[Source data]
PR #427, opened 2026-06-02
l4proxy: add rise/fall thresholds to active health checks

tannevaled:
## What

Adds HAProxy-style `rise`/`fall` thresholds to the active health checker:

- `fall` (Caddyfile `health_fall <int>`) — number of **consecutive failed** checks before a peer is marked unhealthy.
- `rise` (Caddyfile `health_rise <int>`) — number of **consecutive successful** checks before an unhealthy peer is marked healthy again.

Both default to `1`, which is exactly the current behavior (flip on the first result), so this is fully backward compatible.

## Why

Today the checker calls `setHealthy` on every individual check, so a single transient failure (or success) immediately flips a peer's state. That makes health flap on a brief blip — undesirable, e.g. for database failover where a momentary timeout shouldn't trigger a switchover. `fall 3` / `rise 2` smooths that out.

## Implementation

Per-peer consecutive-success / consecutive-failure streaks tracked under a mutex (`recordActiveCheck`), capped at the threshold so the counters stay bounded. A streak reaching `fall` marks unhealthy; reaching `rise` marks healthy.

## Tests

`risefall_test.go`: streak logic (incl. reset on opposite result and the default-to-1 behavior), an end-to-end fall threshold via `doActiveHealthCheck`, and Caddyfile parsing (happy + duplicate/invalid errors). `go test ./modules/l4proxy/` passes; `gofmt` / `go vet` / `golangci-lint` clean.

### DIFF
--- a/docs/handlers/proxy.md
+++ b/docs/handlers/proxy.md
@@ -38,7 +38,13 @@ Active health check options include `health_interval`, `health_port` and `health
 - `health_port` is the port to use (if different from the upstream's dial address) for active health checks;
 
 - `health_timeout` sets how long to wait for a connection to be established with a peer (one of the dial addresses)
-  before considering it unhealthy (by default, it equals `5s`).
+  before considering it unhealthy (by default, it equals `5s`);
+
+- `health_fall` is the number of consecutive failed active health checks required to mark an upstream unhealthy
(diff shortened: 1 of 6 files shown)


vnxme:
This is a nice addition, and the code looks good to me -- thank you, @tannevaled!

→ What you will do: Keeping each word as it stands, transcribe every entry.

→ Final answer:
PR #427, opened 2026-06-02
l4proxy: add rise/fall thresholds to active health checks

tannevaled:
## What

Adds HAProxy-style `rise`/`fall` thresholds to the active health checker:

- `fall` (Caddyfile `health_fall <int>`) — number of **consecutive failed** checks before a peer is marked unhealthy.
- `rise` (Caddyfile `health_rise <int>`) — number of **consecutive successful** checks before an unhealthy peer is marked healthy again.

Both default to `1`, which is exactly the current behavior (flip on the first result), so this is fully backward compatible.

## Why

Today the checker calls `setHealthy` on every individual check, so a single transient failure (or success) immediately flips a peer's state. That makes health flap on a brief blip — undesirable, e.g. for database failover where a momentary timeout shouldn't trigger a switchover. `fall 3` / `rise 2` smooths that out.

## Implementation

Per-peer consecutive-success / consecutive-failure streaks tracked under a mutex (`recordActiveCheck`), capped at the threshold so the counters stay bounded. A streak reaching `fall` marks unhealthy; reaching `rise` marks healthy.

## Tests

`risefall_test.go`: streak logic (incl. reset on opposite result and the default-to-1 behavior), an end-to-end fall threshold via `doActiveHealthCheck`, and Caddyfile parsing (happy + duplicate/invalid errors). `go test ./modules/l4proxy/` passes; `gofmt` / `go vet` / `golangci-lint` clean.

### DIFF
--- a/docs/handlers/proxy.md
+++ b/docs/handlers/proxy.md
@@ -38,7 +38,13 @@ Active health check options include `health_interval`, `health_port` and `health
 - `health_port` is the port to use (if different from the upstream's dial address) for active health checks;
 
 - `health_timeout` sets how long to wait for a connection to be established with a peer (one of the dial addresses)
-  before considering it unhealthy (by default, it equals `5s`).
+  before considering it unhealthy (by default, it equals `5s`);
+
+- `health_fall` is the number of consecutive failed active health checks required to mark an upstream unhealthy
(diff shortened: 1 of 6 files shown)


vnxme:
This is a nice addition, and the code looks good to me -- thank you, @tannevaled!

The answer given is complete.